In embodiment three, it is special that processing module 520 can be used for that the speech characteristic vector extracted is quantified as received pronunciation
Levy vector;By the received pronunciation characteristic vector that quantified compared with the speech characteristic vector in sound bank.
In embodiment three, processing module 520 can be used for backchannel tone signal special with the voice confirmed in voice set
Levy vector to compare;When backchannel tone signal matches with at least one speech characteristic vector confirmed in voice set, it is determined that
Described backchannel tone signal represents for the described voice confirmation controlling operation.
In embodiment three, processing module 520 can be additionally used in when described backchannel tone signal does not indicates that for described control
When the voice of operation confirms, determined by cancellation, control operation.
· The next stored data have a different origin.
Issue #377, opened 2022-03-24
Add filter for `image_url` elements


data-sync-user:
We currently do not impose a filter on the hosts we allow for `image_url`. This may require communicating with ADM to get the list of per-partner hosts. 

I don’t believe that we have any path requirements for these.

┆Issue is synchronized with this [Jira Task](https://mozilla-hub.atlassian.net/browse/CONSVC-1716)
┆epic: Contile reliability enhancements

data-sync-user:
➤ JR Conlin commented:

PR https://github.com/mozilla-services/contile/pull/378 ( https://github.com/mozilla-services/contile/pull/378|smart-link )

PR #378, opened 2022-03-24
bug: add check for image_hosts

jrconlin:
Closes: #377

### DIFF
--- a/src/adm/filter.rs
+++ b/src/adm/filter.rs
@@ -349,7 +349,7 @@ impl AdmFilter {
     /// Check the image URL to see if it's valid.
     ///
     /// This extends `filter_and_process`
-    fn check_img_hosts(
+    fn check_image_hosts(
         &self,
         filter: &AdmAdvertiserFilterSettings,
         tile: &mut AdmTile,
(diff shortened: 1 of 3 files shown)


src/adm/settings.rs
```diff
@@ -129,6 +129,12 @@ pub struct AdmAdvertiserFilterSettings {
         default
     )]
     pub(crate) click_hosts: Vec<Vec<String>>,
+    #[serde(
+        deserialize_with = "deserialize_hosts",
+        serialize_with = "serialize_hosts",
+        default
+    )]
+    pub(crate) img_hosts: Vec<Vec<String>>,
```
pjenvey, line 137: nit: not terribly important but might as well match the field name in the json's prefix
```suggestion
    pub(crate) image_hosts: Vec<Vec<String>>,
```

src/adm/filter.rs
```diff
@@ -430,7 +456,12 @@ impl AdmFilter {
                     self.report(&e, tags);
                     return None;
                 }
-
+                if let Err(e) = self.check_image_hosts(img_filter, &mut tile, tags) {
+                    trace!("Rejecting tile: bad img");
+                    metrics.incr_with_tags("filter.adm.err.invalid_img_host", Some(tags));
```
pjenvey, line 461: Sorry to be pedantic but one more here, especially because we already have a few metrics with the word "image" in it.
```suggestion
                    metrics.incr_with_tags("filter.adm.err.invalid_image_host", Some(tags));
```

pjenvey (changes requested):

src/adm/filter.rs
jrconlin: Nope, good catch! I had done variable refactors for the others and they missed this.

pjenvey (approved):

PR #382, opened 2022-05-04
fix: Add get_id_token function and Authorization header

dlactin:
Client cloud functions are configured to require a valid ID token
associated with a service account that has the invoke permission.
This change adds a method to request an ID token and adds it as
a header to the request invoking the client functions.

PR #383, opened 2022-05-06
Update geolocation smoke-test runner

hackebrot:
## Description

@dlactin figured out why the runner function fails to trigger the client functions.

This pull request from the main repo replaces #382 because we don't run CI for forks, which means the other pull request is blocked from merging.


pjenvey (approved):
Thanks, I often cheat and disable the checks temporarily for those PRs.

In embodiment four, as shown in Figure 6, described device may also include that trigger module 610, when receiving triggering command
Or after trigger event being detected, trigger and start Voice command pattern.
Said apparatus is corresponding with preceding method, and the illustration of its detailed description of the invention can refer in preceding method detailed
Explanation does not repeats them here.
The preferred embodiment of the present invention is described in detail above in association with accompanying drawing, but, the embodiment of the present invention is not limited to
Detail in above-mentioned embodiment, in the technology concept of the embodiment of the present invention, can be to the embodiment of the present invention
Technical scheme carries out multiple simple variant, and these simple variant belong to the protection domain of the embodiment of the present invention.
It is further to note that each the concrete technical characteristic described in above-mentioned detailed description of the invention, at not lance
In the case of shield, can be combined by any suitable means.In order to avoid unnecessary repetition, the embodiment of the present invention pair
Various possible compound modes illustrate the most separately.
It will be appreciated by those skilled in the art that all or part of step realizing in above-described embodiment method can be by
Program instructs relevant hardware and completes, and this program is stored in a storage medium, including some instructions with so that one
Individual (can be single-chip microcomputer, chip etc.) or processor (processor) perform the whole of method described in each embodiment of the application
Or part steps.And aforesaid storage medium includes: USB flash disk, portable hard drive, read only memory (ROM, Read-Only
Memory), random access memory (RAM, Random Access Memory), magnetic disc or CD etc. are various can store journey
The medium of sequence code.
Additionally, combination in any can also be carried out between the various different embodiment of the embodiment of the present invention, as long as it is not
Running counter to the thought of the embodiment of the present invention, it should be considered as embodiment of the present invention disclosure of that equally.